━━━ EXERCISE DATA

PR #2941, opened 2026-07-15
feat: flip offload default to opt-in (default OFF)

tya5:
**[per-pr-coder]** — Flip the `offload` feature from opt-out (enabled-by-default) to **opt-in (default OFF)**, per owner-confirmed request.

## (a) Config-shape decision — how opt-in is expressed

The existing config was **already a single positive `enabled` bool** on `OffloadConfig` — there was **no** double-negative `offload_disabled` config key. (`offload_disabled` exists only as an *audit-event name*, emitted at session start when offload is off; it is not a config key.) So the clean opt-in needs no key rename — only a default flip:

- `OffloadConfig.enabled: bool = True` → **`False`** (`src/reyn/config/chat.py`).
- Enable path unchanged: `offload:\n  enabled: true` in `reyn.yaml`. Parse (`_build_offload_config`) already reads `enabled` with the dataclass default as fallback, so missing/`{}`/malformed → `enabled=False` automatically.

No confusing double-negative, ability to enable fully preserved. The `offload_disabled` audit-event now (correctly) fires on the *default* path too — documented as intended.

## (b) Consumer audit — every default site swept (whole-repo grep for `offload`/`offload_enabled`)

The flag flows: `OffloadConfig.enabled` → `Session._offload_config.enabled` → passed **explicitly** into two runtime seams. All production wiring passes the value explicitly, so runtime correctness rests on those seams reading `enabled` and short-circuiting when off. Confirmed each:

| Site | What it does when offload OFF | Correct under new default? |
|---|---|---|
| `config/chat.py:OffloadConfig.enabled` | dataclass default | **flipped → False** |
| `config/root.py:ReynConfig.offload` | `default_factory=OffloadConfig` → inherits False | ✅ (comment updated) |
| `config/loader.py:_build_offload_config` | missing section → `OffloadConfig()` → False | ✅ no change needed |
| `runtime/session.py:1932` | passes `offload_enabled=self._offload_config.enabled` into host adapter | ✅ always explicit |
| `services/context_budget_advisor.py:cap_tool_result` | `if not enabled: return content_str` — text NOT capped, passes through verbatim | ✅ straight passthrough |
| `services/context_budget_advisor.py:media_followup_budget` | `if not enabled: return None` — unbounded (no media starvation) | ✅ passthrough |
| `runtime/session.py:run()` (4891) | `if not enabled: emit("offload_disabled")` — now fires on default path | ✅ intended (traces self-explaining) |
| `services/router_host_adapter.py:296` ctor default | `offload_enabled: bool = True` → **False** (fail-closed for legacy/test hosts) | ✅ flipped |
| `services/router_host_adapter.py:offload_enabled` property | returns `self._offload_enabled` | ✅ (docstring updated) |
| `runtime/router_loop.py:3230` | `enabled=getattr(host, "offload_enabled", False)` — **fallback flipped True→False** (a host missing the attr now fails closed) | ✅ flipped |

**Runtime pass-through when OFF (not merely a bool flip):** with `enabled=False`, `build_offload_body` skips its `STRUCTURED_INLINE_MAX_CHARS` size gate — structured data stays inline, `save_fn` is never called, no `structured_ref`; `cap_tool_result` returns the content verbatim; `media_followup_budget` returns `None` (unbounded). The frontmatter+text format is byte-identical either way — only whether the three size gates fire changes. So a default-off session emits every tool result in full, unbounded, with an `offload_disabled` audit-event at start. Verified by the Tier-2 gate tests below (each gate exercised through its own real seam, no forced-zero shortcut).

Note: `build_offload_body(enabled=True)` keyword *default* in `core/offload/seam.py` is intentionally left True — it is the pure-function signature default; every production call passes `enabled=` explicitly from the host, and the fail-closed default lives at the host-adapter/router-loop boundary (the actual consumer seam).

## (c) Docs + example

- `reyn.local.yaml.example` — offload section rewritten as opt-in (default `enabled: false`, "set true to opt in"), risk-of-default note.
- `docs/reference/config/reyn-yaml.md` `offload` block — default column `true`→`false`, opt-in framing, known-risk-of-default note. No history refs.

## (d) Tests

`tests/test_offload_config_gate_pr3.py` (renamed intent to opt-in):
- **Default → disabled**: `_build_offload_config(None)` and `({})` → `OffloadConfig(enabled=False)`.
- **Explicit-enable round-trip (non-default value)**: real `reyn.yaml` with `offload.enabled: true` → `config.offload.enabled is True` via `load_config` (per round-trip-nondefault discipline).
- Three Tier-2 gate tests keep the paired disabled(default)/enabled(opt-in) structure — each proves the passthrough is caused by the flag, not a broken gate.
- Session-start `offload_disabled` event: fires on default(off), absent on opt-in(on).

`tests/test_2425_step1c_chat_chokepoint.py`: added `offload_enabled = True` to the `_CapHost` test double — that test exercises the offload *mechanism* itself (no whole-dict blob collapse), which must stay independent of the config default.

## Gates (all 4 run locally, green)
- `python scripts/test_tier_audit.py --strict <2 changed test files>` → 17 inspected, 0 errors
- `pytest` (repo root) → **8503 passed, 20 skipped**
- `python scripts/verify_module_docstrings.py <4 changed src files>` → OK

## Test plan
- [x] `pytest` full suite green (8503 passed)
- [x] Tier audit strict green on changed test files
- [x] ruff + module-docstring gates green
- [x] Confirmed no other test silently depended on offload-on default (full suite green)

### DIFF
--- a/docs/reference/config/reyn-yaml.md
+++ b/docs/reference/config/reyn-yaml.md
@@ -1248,18 +1248,18 @@ cost_warn:
 
 ## `offload` block
 
-Opt-in switch for **all three** tool-result size gates (tool-result-schema-redesign §5): the text token cap, the structured-data inline cap, and the media follow-up budget bound. **Off by default** — every tool result is emitted to the LLM in full, never truncated, never offloaded to a file ref — since the size gates are suspected of degrading LLM autonomy via over-truncation. Set `enabled: true` to opt in. The LLM-visible format (frontmatter + text) is unchanged either way; only whether size gates truncate varies.
+Opt-in switch for **all three** tool-result size gates (tool-result-schema-redesign §5): the text token cap, the structured-data inline cap, and the media follow-up budget bound. **Off by default** — every tool result is delivered to the LLM in full, never truncated, never offloaded to a file ref. Offloading a large result to a file ref only helps if the model reads the ref back, and mid-tier models often act on the truncated preview instead, degrading the result — so full delivery is the better default. The LLM-visible format (frontmatter + text) is unchanged either way; only whether size gates truncate varies.
+
+Set `enabled: true` to opt in when you want the cost reduction of capping/offloading large tool results. When a single tool result is very large, opting in also keeps it from producing an oversized turn.
 
 ```yaml
 offload:
-  enabled: false   # true = opt in: truncate + offload oversized tool results
+  enabled: true   # opt in: truncate + offload oversized tool results (default: false)
 ```
 
 | Field | Type | Default | Description |
 |---|---|---|---|
 | `enabled` | bool | `false` | Master switch. `true` opts in to the text token cap, the structured inline cap, and the media follow-up budget bound. |
-
-**Known risk of the default.** With offload off (the default), a single tool result can exceed the model's compaction-batch budget, recreating the pre-#1128 compaction dead-end (a turn too large to ever compact). A `offload_disabled` warning event is emitted at session start whenever offload is off — including the default — so traces stay self-explaining.
 
 ## `render_template` block
 
--- a/docs/reference/config/reyn-yaml.md
+++ b/docs/reference/config/reyn-yaml.md
@@ -1248,18 +1248,18 @@ cost_warn:
 
 ## `offload` block
 
-Debug/experiment lever disabling **all three** tool-result size gates (tool-result-schema-redesign §5): the text token cap, the structured-data inline cap, and the media follow-up budget bound. With `enabled: false`, every tool result is emitted to the LLM in full — never truncated, never offloaded to a file ref. The LLM-visible format (frontmatter + text) is unchanged either way; only whether size gates truncate varies, isolating that as the sole experimental variable.
+Opt-in switch for **all three** tool-result size gates (tool-result-schema-redesign §5): the text token cap, the structured-data inline cap, and the media follow-up budget bound. **Off by default** — every tool result is emitted to the LLM in full, never truncated, never offloaded to a file ref — since the size gates are suspected of degrading LLM autonomy via over-truncation. Set `enabled: true` to opt in. The LLM-visible format (frontmatter + text) is unchanged either way; only whether size gates truncate varies.
 
 ```yaml
 offload:
-  enabled: true   # false = never truncate, always emit tool results in full
+  enabled: false   # true = opt in: truncate + offload oversized tool results
 ```
 
 | Field | Type | Default | Description |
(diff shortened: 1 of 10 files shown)


tya5:
**[per-pr-coder]** — Follow-up per owner decision: **(a) pure opt-in adopted, backstop (b) rejected.**

Owner rationale: off-by-default is the *normal intended state*, not a risk state — mid-tier models don't reliably read offloaded refs back, so full tool-result delivery is the correct default and **no warning is warranted**. UX > cost; cost is opt-in-able.

Two changes on top of the original flip (commit `d0a26875`):

### 1. Removed the `offload_disabled` audit-event (clean-break)
Grep for `offload_disabled` across `src/tests/docs/scripts` confirmed the only sites were: the emit, the Schema Registry registration, and two tests — **no replay/dogfood/other consumer**. All removed:
- `src/reyn/runtime/session.py` — deleted the `if not offload.enabled: emit("offload_disabled", ...)` block at session start.
- `src/reyn/core/events/event_schema.py` — removed the `"offload_disabled": frozenset({"agent_name"})` registration (no dangling schema left).
- `tests/test_offload_config_gate_pr3.py` — dropped the two session-start event tests (and now-unused `pytest` / `Session` / `StateLog` imports); the 3 gate round-trip tests + config default/opt-in round-trip remain.

### 2. Reframed docs — alarmist → neutral, decision-enabling
Removed the "Known risk of the default / recreates the #1128 compaction dead-end / not a recommended setting" framing from `config/chat.py` docstring, `reyn.local.yaml.example`, and `docs/reference/config/reyn-yaml.md`. New framing states the actual reason for the default (mid-tier models act on the truncated preview, degrading the result) and positions `enabled: true` as the opt-in for cost reduction on large tool results — with the dead-end kept only as a neutral "opting in also prevents an oversized turn when a single result is very large" note.

### Unchanged
The pure opt-in flip stands: `OffloadConfig.enabled` default `False`, and both runtime seams fail-closed (`router_host_adapter` ctor default `False`, `router_loop` `getattr(host, "offload_enabled", False)`). Off-by-default runtime is a clean passthrough (verified by the retained Tier-2 gate tests): text uncapped, `media_followup_budget` → `None`, structured stays inline, `save_fn` never called.

### 4 gates re-run locally (all green)
- `test_tier_audit.py --strict` (both changed test files) → 15 inspected, 0 errors
- `pytest` (repo root, foreground) → **8501 passed, 20 skipped**
- `verify_module_docstrings.py` (6 changed src files) → OK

━━━━━━

# TASK ITEM
Lines from the top of the entries above to the line that contains "## (b) Consumer" should be set down exactly, please, with both ends kept and nothing added.

# SOLVED PROBLEM
PR #2941, opened 2026-07-15
feat: flip offload default to opt-in (default OFF)

tya5:
**[per-pr-coder]** — Flip the `offload` feature from opt-out (enabled-by-default) to **opt-in (default OFF)**, per owner-confirmed request.

## (a) Config-shape decision — how opt-in is expressed

The existing config was **already a single positive `enabled` bool** on `OffloadConfig` — there was **no** double-negative `offload_disabled` config key. (`offload_disabled` exists only as an *audit-event name*, emitted at session start when offload is off; it is not a config key.) So the clean opt-in needs no key rename — only a default flip:

- `OffloadConfig.enabled: bool = True` → **`False`** (`src/reyn/config/chat.py`).
- Enable path unchanged: `offload:\n  enabled: true` in `reyn.yaml`. Parse (`_build_offload_config`) already reads `enabled` with the dataclass default as fallback, so missing/`{}`/malformed → `enabled=False` automatically.

No confusing double-negative, ability to enable fully preserved. The `offload_disabled` audit-event now (correctly) fires on the *default* path too — documented as intended.

## (b) Consumer audit — every default site swept (whole-repo grep for `offload`/`offload_enabled`)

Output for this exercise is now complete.